If a line in the entries contains the string "unchanged", include that line in your answer.
##### Information shown #####
Issue #1235, opened 2026-07-27
Normalizer: cis-allele members normalized independently, not from the resulting sequence (root cause of #1229–#1234)


msto:
> [!NOTE]
> Authorship: the content below was drafted by GitHub Copilot CLI (an AI coding
> agent) and filed via gh under @msto's account. It reflects the agent's
> analysis, not a statement authored by @msto.

## Summary (tracking issue)

A cluster of recently-filed normalization defects (#1229, #1230, #1231, #1232,
#1233, and the more severe overlap/corruption case) share one root cause:
**`Normalizer.normalize` processes each cis-allele member largely independently —
normalizing/typing/3′-shifting members in isolation — instead of re-deriving the
canonical edit set and partition from the variant's resulting sequence.** Because
the canonical form depends on the input encoding, the normalizer is not confluent
for multi-member alleles, and in one case it emits a malformed/incorrect allele.

This issue proposes tracking them together and fixing them with one
sequence-first canonicalization, rather than adding further per-symptom patches
(cf. the point fixes #1002, #1101, #1106 for earlier facets).

## The shared mechanism

Observed signatures, all on v0.11.0, all with the identical resulting sequence per
pair:

| symptom | example (→ ferro) | canonical | issue |
|---|---|---|---|
| `inv` member blocks coalescing | `[X>Y;inv]` stays split vs SNVs → `delins` | one `delins` | #1229 |
| `inv` over-recognized (unchanged interior) | `p_qinv` vs `[end>… ; end>…]` | separate subs | #1230 |
| `[dup;del]` not reduced | stays `[dup;del]` vs subs | subs (prioritisation) | #1231 |
| spanning `delins` over unchanged base | stays vs `[del;sub]` | split | #1232 |
| `[ins;del]` not reduced | stays vs subs | subs | #1233 |
| **deletion 3′-shift overlaps a sibling** | `[4_6del;8A>T]` → `[6_8del;8A>T]` | `5_8delinsT` | (overlap/corruption issue) |

In every row, feeding the fully-decomposed (per-position) encoding of the same
variant reaches ferro's own canonical, while a differently-partitioned encoding of
the *same* variant is left non-canonical — i.e. members are normalized in isolation
and the whole-allele partition is not re-derived.

## Why per-symptom patches keep leaving gaps

Prior fixes addressed individual facets:

- #1002 — coalesce a shift that lands *adjacent* to a sibling. (Does not bound a
[...]

Issue #1229, opened 2026-07-27
Normalizer: adjacent-edit coalescing skips inv members, leaving equivalent variants non-confluent


msto:
> [!NOTE]
> Authorship: the content below was drafted by GitHub Copilot CLI (an AI coding
> agent) and filed via gh under @msto's account. It reflects the agent's
> analysis, not a statement authored by @msto.

## What's wrong

`Normalizer.normalize` coalesces adjacent edits into a single `delins` when they
are written as substitutions, but **not** when one of the adjacent members is
written as an `inv`. As a result, two encodings of the **same** edit normalize to
two different strings — one of which is the non-canonical `sub + inv` form that
ferro never reduces.

Concretely (ref bases `CAC` at positions 4–6; the edit changes all three to
`AGT`):

```
TEMPLATE:g.[4C>A;5A>G;6C>T]   -> TEMPLATE:g.4_6delinsAGT      # 3 adjacent subs: coalesced
TEMPLATE:g.4_6delinsAGT       -> TEMPLATE:g.4_6delinsAGT      # delins: kept
TEMPLATE:g.[4C>A;5_6inv]      -> TEMPLATE:g.[4C>A;5_6inv]     # sub + adjacent inv: NOT coalesced
```

All three describe the identical resulting sequence. ferro clearly *has* a
canonical target for this edit — `g.4_6delinsAGT`, which it produces from the
substitution encoding and preserves when given the delins directly — but it fails
to reach that target when the middle/right of the run arrives as a 2-nt `inv`.

The 3-nt change is a genuine `delins`, not an inversion (`AGT` is not the reverse
complement of `CAC`, which is `GTG`), so per the spec the coalesced `delins` is the
correct canonical form:

> changes involving two or more **consecutive** nucleotides are described as
> deletion/insertion (delins) variants.
>
> — `assets/hgvs-nomenclature/docs/recommendations/DNA/delins.md:16`

Both outputs are individually idempotent, so this is **non-confluence**: two stable
fixed points for one variant. Any consumer that treats the normalized HGVS.g string
as a key (counting, joining, deduplicating) silently over-splits the variant,
because a library that stores the `inv` encoding and reads decomposed to
subs/`delins` never compare equal. There is no error or warning.

`EquivalenceChecker` **does** correctly report these as equivalent
(`SequenceMatch`), so it remains a sound way to compare variants; the defect is
specific to `normalize` not being confluent.

[...]

Issue #1135, opened 2026-07-22
fix(normalize): panic (divide by zero) merging a self-cancelling del+ins cis allele


nh13:
`ferro normalize` panics (exit 101) on a valid cis allele whose members cancel out:

```
$ ferro normalize --reference <ref> 'NM_004006.3:c.[179del;183_184insA]'
thread 'main' panicked at src/normalize/mod.rs:7421:36:
attempt to calculate the remainder with a divisor of zero
```

Both members normalize fine in isolation — `c.179del` → `c.183del`, `c.183_184insA` → `c.183dup` — so only the cis combination fails. `c.[179del;180_181insA]` panics identically. DMD `c.179`–`c.183` is a `AAAAA` homopolymer, so the deletion 3'-shifts onto the insertion anchor and the two merge.

Not a regression: v0.9.1 panics the same way (`mod.rs:7229:36`).

## Root cause

`build_naedit` (`src/normalize/merge.rs:1164`) picks the insertion branch on the anchor shape **before** testing whether anything is actually inserted:

```rust
let edit = if merged.start > merged.end {
    // insertion anchor — no emptiness check
    NaEdit::Insertion { sequence: InsertedSequence::Literal(Sequence::new(merged.alt)) }
} else if merged.alt.is_empty() {
    NaEdit::Deletion { .. }
} else {
    NaEdit::Delins { .. }
};
```

When a deletion and an adjacent insertion cancel, `merged.alt` is empty while the anchor still has insertion shape (`start == end + 1`), so this constructs `NaEdit::Insertion` with an **empty inserted sequence**. That is not a valid HGVS edit — it would render as `c.183_184ins` with nothing after `ins`.

The panic is the downstream symptom: `normalize_na_edit` rotates the inserted sequence when shifting an insertion through a repeat (`src/normalize/mod.rs:7421`):

```rust
let rotation = shift_amount % seq_bytes.len();   // seq_bytes.len() == 0
```

The protein-axis coalescer immediately below has precisely the guard the nucleotide path is missing (`merge.rs:1413`): *"Every member in the run is a deletion, so there is nothing to insert: emit a pure range deletion, not an (invalid) empty `delins`."*

## Expected

[...]

Issue #999, opened 2026-07-09
normalize: adjacent insertion+substitution in a cis allele is not coalesced into a single delins


nh13:
In a cis allele, an insertion that 3′-shifts to become directly adjacent (0-nt gap) to a substitution is left as two separate members instead of being coalesced into a single `delins`, as the spec requires for adjacent changes.

Synthetic reference `NC_000001.11`, positions 300–312 = `CATCCTCGCTCCT`:

| | |
|---|---|
| input | `NC_000001.11:g.[305_306insC;307G>T]` |
| ferro | `NC_000001.11:g.[306dup;307G>T]` |
| expected | `NC_000001.11:g.307delinsCT` |

The inserted `C` matches the reference at 306, so it shifts to `306dup`, landing directly 5′ of `307G>T`. With no intervening nucleotide the two are one contiguous change and must render as a single `delins`. Both spellings describe the same sequence, so this is a representational defect, not a wrong edit.

Suspected cause: the cross-member collapse runs before per-member 3′-shifting, so an adjacency created *by* the shift is never collapsed. Same root cause as the sibling idempotence issue #1000; both should be fixed by one change.

PR #1236, opened 2026-07-28
fix(normalize): clamp a cis member's 3'-shift at its siblings

### LINKED ISSUE #1234: Normalizer: deletion 3'-shift crosses a sibling substitution → overlapping members and silent sequence change
> [!NOTE]

## What's wrong

When a cis allele contains a **deletion** and a downstream **substitution**,
`Normalizer.normalize` 3′-shifts the deletion to its *standalone* most-3′ position
— **ignoring the sibling substitution** — so the shifted deletion crosses **into**
the substituted position. The result is a cis allele whose two members **overlap**,
which is malformed, and which ferro itself reads as a **different sequence** (the
substitution is silently swallowed).

Example (ref `ATGCACCAGT…`; delete 4–6, substitute at 8, with unchanged base 7
between them):

```
input:            TEMPLATE:g.[4_6del;8A>T]        # valid: del 4-6, sub at 8 (gap at 7)
ferro normalize:  TEMPLATE:g.[6_8del;8A>T]        # 6_8del and 8A>T BOTH claim position 8 -> overlap
```

The deletion alone normalizes to `6_8del` (its standalone 3′-most), and ferro emits
exactly that even with the substitution present — it does not clamp the shift at the
sibling.

### It is silent sequence corruption, confirmed by ferro's own EquivalenceChecker

```
EquivalenceChecker([6_8del;8A>T], 6_8del)       -> SequenceMatch    # output == just the deletion; sub lost
EquivalenceChecker([4_6del;8A>T], 5_8delinsT)   -> NotEquivalent    # true-equal forms judged inequivalent
```

- The intended variant is `…ATG|C|T|GT…` = `ATGCTGT…` (delete CAC at 4–6, keep C at
  7, A→T at 8).
- ferro's output `[6_8del;8A>T]` is read by ferro as plain `6_8del` = `ATGCAGT…`
  (positions 6,7,8 deleted; the substitution has nothing to act on). **Different
  sequence.**
- The correct normalization is `TEMPLATE:g.5_8delinsT` (identical to what
  `[5_7del;8A>T]` yields): shift the deletion only as far as `5_7` — the last
  position before the substituted base — after which the now-adjacent `del`+`sub`
  coalesce into a single `delins` (the #1000/#1002 machinery). ferro instead shifts
  one position too far, to `6_8`.

This is not merely a non-canonical (but valid) description like #1229–#1233: the
emitted allele is **malformed** (overlapping members) and encodes the **wrong
sequence**.

## Severity: high

- **Silent sequence corruption** — `normalize` returns a well-formed-looking string
  that (per ferro's own interpretation) denotes a *different* variant; the
  substitution is dropped. No error or warning.
- **Malformed output** — the two members overlap at position 8; a spec-strict
  consumer should reject `[6_8del;8A>T]` (a base cannot be both deleted and
  substituted).
- **Breaks equivalence too** — `EquivalenceChecker` inherits it: two encodings of
  the same variant are reported `NotEquivalent`, and the corrupt output is reported
  equal to a *different* variant (`6_8del`). So the usual fallback
  (`EquivalenceChecker`/`SequenceMatch`) does **not** rescue this case.
- **Long-standing** — reproduces identically on v0.9.1 and v0.11.0 (not a recent
  regression; see below).

## Reproduction (verified on v0.11.0, commit 16b98af; identical on v0.9.1)

Fully synthetic reference (contig `TEMPLATE`, invented sequence).

```python
import ferro_hgvs

      "protein_id": TID,

n = nz.normalize
print(n("TEMPLATE:g.[4_6del;8A>T]"))   # TEMPLATE:g.[6_8del;8A>T]   <- overlapping members
print(n("TEMPLATE:g.4_6del"))          # TEMPLATE:g.6_8del          (standalone 3'-most)
print(n("TEMPLATE:g.[5_7del;8A>T]"))   # TEMPLATE:g.5_8delinsT      (the correct canonical)

lvl = lambda a, b: ec.check(ferro_hgvs.parse(a), ferro_hgvs.parse(b)).level
print(lvl("TEMPLATE:g.[6_8del;8A>T]", "TEMPLATE:g.6_8del"))       # SequenceMatch  (sub swallowed)
print(lvl("TEMPLATE:g.[4_6del;8A>T]", "TEMPLATE:g.5_8delinsT"))   # NotEquivalent  (same variant!)
```

The per-member 3′-shift computes each member's most-3′ placement **independently of
its siblings**, so a deletion shifts to the position it would occupy alone, crossing
a downstream substitution. #1000 / PR #1002 added coalescing when a shift lands
*adjacent* to a sibling, but did not bound the shift itself: a shift that lands
*overlapping* a sibling is neither prevented nor resolved. The fix is to clamp each
member's 3′-shift at the nearest sibling boundary (here, stop the deletion at `5_7`),
after which the existing adjacency-coalescing yields `5_8delinsT`.

This is the same "members normalized independently" root cause as #1229–#1233, but
its consequence here is a malformed/incorrect allele rather than a merely
non-canonical one.

## Expected

```
TEMPLATE:g.[4_6del;8A>T]  ->  TEMPLATE:g.5_8delinsT
```

No normalized cis allele contains overlapping members, and `normalize` never
changes the resulting sequence.

## Related

- #1000 / PR #1002 (shift-created **adjacency** coalescing — this is the
  shift-created **overlap** case it does not cover)
- #1229, #1230, #1231, #1232, #1233 (independent-member normalization family)

nh13:
## What's wrong

A cis-allele member is 3'-shifted to its *standalone* most-3' position with no knowledge of its siblings, so a deletion with a downstream substitution shifts straight into the substituted base:

```
TEMPLATE:g.[4_6del;8A>T]  ->  TEMPLATE:g.[6_8del;8A>T]
```

Both members claim position 8. That is malformed — a base cannot be both deleted and substituted — and it silently denotes a **different sequence**. Confirmed with ferro's own `EquivalenceChecker`:

```
[6_8del;8A>T]  vs  6_8del        -> SequenceMatch    # the substitution is swallowed
[4_6del;8A>T]  vs  5_8delinsT    -> NotEquivalent    # true-equal forms judged inequivalent
[4_6del;8A>T]  vs  [5_7del;8A>T] -> NotEquivalent    # two spellings of one variant
```

That last row is not in the issue — two spellings of the identical variant compare inequivalent, so the usual `EquivalenceChecker` fallback does not rescue this case.

## The fix

A 3'-shift is a rotation, so every position between a member's pre-shift span and its shifted span describes the same sequence. Pulling an offending member back toward its pre-shift position is therefore always sequence-preserving, and stopping at the last position before the sibling is the most 3' placement that keeps the members disjoint. The clamped member is then *adjacent* to its sibling rather than overlapping it, and the existing merge pass coalesces the two into one delins:

```
TEMPLATE:g.[4_6del;8A>T]  ->  TEMPLATE:g.5_8delinsT
```

The clamp applies only where members can genuinely collide: same accession, same region, ascending order, and **both edits consuming the reference bases under their span**. Insertions and duplications add sequence at a junction without consuming a base, so they are excluded — treating an insertion gap as a claimed position would break the shift-created-adjacency collapse (#999) and the self-cancelling del+ins case (#1135).

## Spec basis

The spec is silent on how the 3' rule interacts with siblings — `general.md:41` states it per description with no allele-awareness, and the only text that ever addressed cross-member shifting, `SVD-WG010:14-16`, was **rejected**. What is not in doubt: a description must not change the sequence it denotes, and `general.md:58` forbids removing part of a reference sequence and replacing it with part of the same sequence.

## Re-blessed test

`normalize_tests::…::test_compact_allele_notation` had pinned the corrupt output — the same defect on the `c.` axis, where `c.[4del;9A>G]` emitted `[9del;9A>G]`. Its assertion (`contains("del") && contains("A>G")`) was loose enough to accept the overlapping form; it now asserts the correct `c.8_9delinsG`.

## Verification

- 8782/8782 tests pass, including a second run under `FERRO_ASSERT_IDEMPOTENT=1`.
- `cargo fmt` and `cargo clippy --features dev --all-targets` clean.
- New tests cover the reported case, the already-clamped spelling, a lone deletion still shifting fully, a distant sibling not clamping, the no-overlapping-members invariant, and sequence preservation via `EquivalenceChecker`.

## Scope

This is the corruption fix only. The five non-confluence defects (#1229–#1233) and the root-cause canonicalization (#1235) follow separately.

Closes #1234

## Summary by CodeRabbit

* **Bug Fixes**
  * Improved cis allele normalization when shifted deletions meet adjacent sibling variants.
  * Prevented overlapping or incorrectly ordered normalized members.
  * Preserved resulting sequence equivalence during normalization.
  * Correctly retained uncertainty markers while applying normalization.
* **Tests**
  * Added coverage for sibling-clamped shifts, deletion coalescing, distant siblings, and sequence-preservation scenarios.
  * Strengthened canonical normalization assertions for compact allele notation.

### DIFF
--- a/src/normalize/merge.rs
+++ b/src/normalize/merge.rs
@@ -10,6 +10,7 @@ use crate::hgvs::variant::{
     Accession, AllelePhase, CdsVariant, GenomeVariant, HgvsVariant, LocEdit, MtVariant, RnaVariant,
     TxVariant,
 };
+use crate::normalize::verify;
 use crate::reference::ReferenceProvider;
 
 /// Coordinate-system region used as the merge-eligibility key.
@@ -1580,17 +1581,31 @@ pub(crate) fn coalesce_protein_adjacent_changes(
 /// supplies the pull-back floor; `after` is the shifted list, mutated in place.
 /// Members whose spans cannot be read (uncertain, offset, special positions)
 /// are left alone.
-pub(crate) fn clamp_shifted_members(
+pub(crate) fn clamp_shifted_members<P: ReferenceProvider>(
     before: &[HgvsVariant],
     after: &mut [HgvsVariant],
     phase: AllelePhase,
+    uncertain: bool,
+    provider: &P,
 ) {
     if phase != AllelePhase::Cis || after.len() < 2 || before.len() != after.len() {
+        return;
+    }
+    // An uncertain allele — `g.[(…)]` — asserts only that the members are in
+    // cis, not where they sit, so rewriting one member's position drops the
+    // predicted marker and states something the input did not. Every
+    // neighbouring transform in `normalize_allele` gates on this; the clamp
+    // must too. The flag is always false for protein but genuinely reachable
+    // for DNA.
+    if uncertain {
         return;
     }
     let Some(kind) = clamp_kind_of(&after[0]) else {
         return;
     };
+    // Record the shifted positions so an unverifiable clamp can be undone.
+    let unclamped = after.to_vec();
+    let mut clamped: Vec<usize> = Vec::new();
     // Walk 3'→5' so a member pulled back cannot be re-overlapped by the one
     // before it in the same pass.
     for i in (0..after.len() - 1).rev() {
@@ -1638,7 +1653,43 @@ pub(crate) fn clamp_shifted_members(
             continue;
         }
         shift_member_left(&mut after[i], pull_back);
+        clamped.push(i);
     }
+
+    if clamped.is_empty() {
+        return;
+    }
+
+    // Everything above is positional reasoning, and positional reasoning is
+    // exactly what cannot decide this. A 3'-shift is a rotation, so pulling a
+    // member back toward its pre-shift position preserves the sequence *for
+    // that member alone*; it stops doing so once a sibling edits a base inside
+    // the tract the member rotated through, and no property of the edit kinds
+    // or their span lengths tells the two apart. Fuzzing an earlier structural
+    // gate over 222,300 three-member alleles found 32 cases where it passed
+    // every condition and still changed the sequence silently. So the pull-back
+    // is proposed here, and the reference decides.
+    if verify::same_resulting_sequence(provider, before, after) == Some(true) {
+        return;
+    }
+
+    // Something in the batch changed the sequence. Try to keep the rest: revert
+    // one member at a time, newest-clamped first, and re-verify. A single
+    // culprit is the realistic shape, and stopping there keeps this bounded.
+    for &candidate in &clamped {
+        let mut trial = after.to_vec();
+        trial[candidate] = unclamped[candidate].clone();
+        if verify::same_resulting_sequence(provider, before, &trial) == Some(true) {
+            after.clone_from_slice(&trial);
+            return;
+        }
+    }
+
+    // Unverifiable, or more than one member is implicated. Leave the members
+    // where per-member normalization put them. That output may still overlap,
+    // which is a shape a consumer can detect and reject — strictly better than
+    // a clean-looking description that denotes different bases.
+    after.clone_from_slice(&unclamped);
 }
 
 /// Whether an edit consumes the reference bases under its span.
--- a/src/normalize/merge.rs
+++ b/src/normalize/merge.rs
@@ -1553,6 +1553,176 @@ pub(crate) fn coalesce_protein_adjacent_changes(
     }
 }
 
+// ----------------------------------------------------------------------------
+// Sibling-clamped 3'-shift (#1234)
+// ----------------------------------------------------------------------------
+
+/// Pull back any cis member whose 3'-shift ran into a sibling.
+///
+/// The 3' rule (`general.md:41`) is stated per description with no
+/// allele-awareness, and the only text that ever addressed cross-member
+/// shifting — SVD-WG010 — was rejected, so the spec is silent here. Left
+/// unbounded, a deletion shifts to its *standalone* most-3' position and can
+/// land on top of a downstream sibling: the emitted allele has two members
+/// claiming one base, which is malformed, and it denotes a different sequence
+/// (ferro reads `[6_8del;8A>T]` as a bare `6_8del`, swallowing the
+/// substitution).
+///
+/// A 3'-shift is a rotation, so every position between a member's pre-shift
+/// span and its shifted span describes the same sequence. Pulling the member
+/// back toward its pre-shift position is therefore always sequence-preserving,
+/// and stopping at the last position before the sibling is the most 3' choice
+/// that keeps the members disjoint. Once clamped the member is adjacent to its
+/// sibling rather than overlapping it, and the caller's next merge pass
+/// coalesces the two into one delins (`delins.md:16`).
+///
+/// `before` is the member list as it entered per-member normalization and
+/// supplies the pull-back floor; `after` is the shifted list, mutated in place.
+/// Members whose spans cannot be read (uncertain, offset, special positions)
+/// are left alone.
+pub(crate) fn clamp_shifted_members(
+    before: &[HgvsVariant],
+    after: &mut [HgvsVariant],
+    phase: AllelePhase,
+) {
+    if phase != AllelePhase::Cis || after.len() < 2 || before.len() != after.len() {
+        return;
+    }
+    let Some(kind) = clamp_kind_of(&after[0]) else {
+        return;
+    };
+    // Walk 3'→5' so a member pulled back cannot be re-overlapped by the one
+    // before it in the same pass.
+    for i in (0..after.len() - 1).rev() {
+        let (
+            Some((accession, region, start, end, edit)),
+            Some((next_accession, next_region, next_start, _, next_edit)),
+        ) = (
+            cis_axis_parts(&after[i], kind),
+            cis_axis_parts(&after[i + 1], kind),
+        )
+        else {
+            continue;
+        };
+        // Only edits that actually consume reference bases can collide. An
+        // insertion sits *between* two bases and claims none of them, so a
+        // deletion ending at `p` and an insertion in the gap `p_p+1` are
+        // adjacent, not overlapping — clamping there would break the
+        // shift-created-adjacency collapse (#999) and the self-cancelling
+        // del+ins case (#1135). A duplication is an insertion of a copy, so it
+        // is excluded on the same grounds.
+        if !claims_reference_bases(edit) || !claims_reference_bases(next_edit) {
+            continue;
+        }
+        // Positions on different accessions, or in different regions of one
+        // axis (`c.-1` vs `c.1`), share no coordinate line and cannot overlap.
+        if accession != next_accession || region != next_region {
+            continue;
+        }
+        if end < next_start {
+            continue; // already disjoint
+        }
+        // The clamp reads the list as 5'→3'. An unsorted pair is not a shift
+        // collision — leave it to the sort and merge passes.
+        if start > next_start {
+            continue;
+        }
+        let overlap = end - next_start + 1;
+        // Never pull back past where the member started: those positions were
+        // not reachable by a 3'-shift and are not equivalent.
+        let Some((_, _, floor, _, _)) = cis_axis_parts(&before[i], kind) else {
+            continue;
+        };
+        let pull_back = overlap.min(start - floor);
+        if pull_back <= 0 {
+            continue;
+        }
+        shift_member_left(&mut after[i], pull_back);
+    }
+}
+
+/// Whether an edit consumes the reference bases under its span.
+///
+/// Substitutions, deletions, delins and inversions replace or remove the bases
+/// they cover, so two of them over one position is a genuine conflict.
+/// Insertions and duplications add sequence at a junction without consuming a
+/// base, so they never conflict positionally with a neighbour.
+fn claims_reference_bases(edit: &NaEdit) -> bool {
+    matches!(
+        edit,
+        NaEdit::Substitution { .. }
+            | NaEdit::Deletion { .. }
+            | NaEdit::Delins { .. }
+            | NaEdit::Inversion { .. }
+    )
+}
+
+/// The `CisKind` for the clamp pass, or `None` for a kind it does not serve.
+fn clamp_kind_of(variant: &HgvsVariant) -> Option<CisKind> {
+    match variant {
+        HgvsVariant::Genome(_) => Some(CisKind::Genome),
+        HgvsVariant::Mt(_) => Some(CisKind::Mt),
+        HgvsVariant::Cds(_) => Some(CisKind::Cds),
+        HgvsVariant::Tx(_) => Some(CisKind::Tx),
+        HgvsVariant::Rna(_) => Some(CisKind::Rna),
+        _ => None,
+    }
+}
+
+/// Move a member's span `delta` positions 5', leaving its edit untouched.
+fn shift_member_left(variant: &mut HgvsVariant, delta: i64) {
+    match variant {
+        HgvsVariant::Genome(g) => shift_genome_interval(&mut g.loc_edit.location, delta),
+        HgvsVariant::Mt(m) => shift_genome_interval(&mut m.loc_edit.location, delta),
+        HgvsVariant::Cds(c) => shift_cds_interval(&mut c.loc_edit.location, delta),
+        HgvsVariant::Tx(t) => shift_tx_interval(&mut t.loc_edit.location, delta),
+        HgvsVariant::Rna(r) => shift_rna_interval(&mut r.loc_edit.location, delta),
+        _ => {}
+    }
+}
+
+/// Apply `f` to both certain endpoints of an interval, leaving uncertain or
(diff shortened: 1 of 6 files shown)


nh13:
@coderabbitai resume

nh13:
@coderabbitai review

nh13:
Converted to draft. Independent review — built this branch and `origin/main` behind identical probe binaries, with a hand-written variant applier as an oracle over ~150,000 generated cis alleles — found that the fix is real on the happy path (62 fixes / 0 breakages over 40,000 two-member alleles) but introduces a new corruption class and rests on an invariant that mostly does not hold.

## The blocker: a new silent corruption

The pull-back floor is `before[i]`'s start, and nothing checks that `before[i]` and `after[i]` are the *same edit*. `normalize_core` can change a member's **kind** — an insertion near the 3' terminus becomes a terminal `delins` — and `cis_axis_parts` returns an insertion's *raw* left endpoint, which has no rotational relationship to the resulting delins. The clamp then pulls it onto positions describing a different sequence:

```
reference  GGGAAAAAACCT
input      TEMPLATE:g.[10_11insCTT;12T>A]
  main   → g.[12T>A;12delinsTTCT]   + warning OverlapConflict{location:"12"}
  branch → g.11_12delinsTTCTA       + NO warnings
  input sequence  GGGAAAAAACCTTCA
  branch sequence GGGAAAAAACTTCTA   ← different
```

This is a **regression in kind**: main emitted a malformed-but-*warned* overlap a consumer can reject; this emits a well-formed, unwarned, wrong description — exactly the failure mode the PR sets out to prevent. Targeted fuzz of 20,000 (insertion in one of the last three gaps + downstream sibling): **47 corruptions, 0 improvements**. The two regimes are disjoint from the happy path, so the change is net-positive in one and purely harmful in the other.

## The safety argument is false as written

"A 3'-shift is a rotation, so every intermediate position is equivalent" holds only when the move *was* a rotation of the same edit. Measured over 20,000 single-member variants, pulling back by every legal `k`:

| before → after | moved | non-equivalent pull-backs |
|---|---|---|
| `del` → `del` | 1238 | **0** |
| `delins` → `del` | 177 | 79 |
| `delins` → `sub` | 111 | 87 |
| `delins` → `delins` | 162 | 162 |
| `ins` → `delins` | 5 | 5 |

The invariant holds for exactly one shape. The reason the `delins` classes are not live today is accidental: `before` is `merged_split`, not the pre-shift list the doc claims, and for `delins` members it is *already* the shifted form, so `pull_back == 0`. Note both siblings of this function (`merge_consecutive_edits`, `collapse_overlapping_cis_edits`) take a provider and verify against the reference; this one makes a sequence-preservation decision without reading a base.

## My sequence-preservation test is vacuous

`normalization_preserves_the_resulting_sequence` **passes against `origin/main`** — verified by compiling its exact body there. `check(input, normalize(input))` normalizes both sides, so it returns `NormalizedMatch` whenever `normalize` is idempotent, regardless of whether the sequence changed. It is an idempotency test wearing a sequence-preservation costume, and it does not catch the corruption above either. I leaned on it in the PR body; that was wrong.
#####
*Response to this task*:
| `inv` over-recognized (unchanged interior) | `p_qinv` vs `[end>… ; end>…]` | separate subs | #1230 |
| spanning `delins` over unchanged base | stays vs `[del;sub]` | split | #1232 |
Example (ref `ATGCACCAGT…`; delete 4–6, substitute at 8, with unchanged base 7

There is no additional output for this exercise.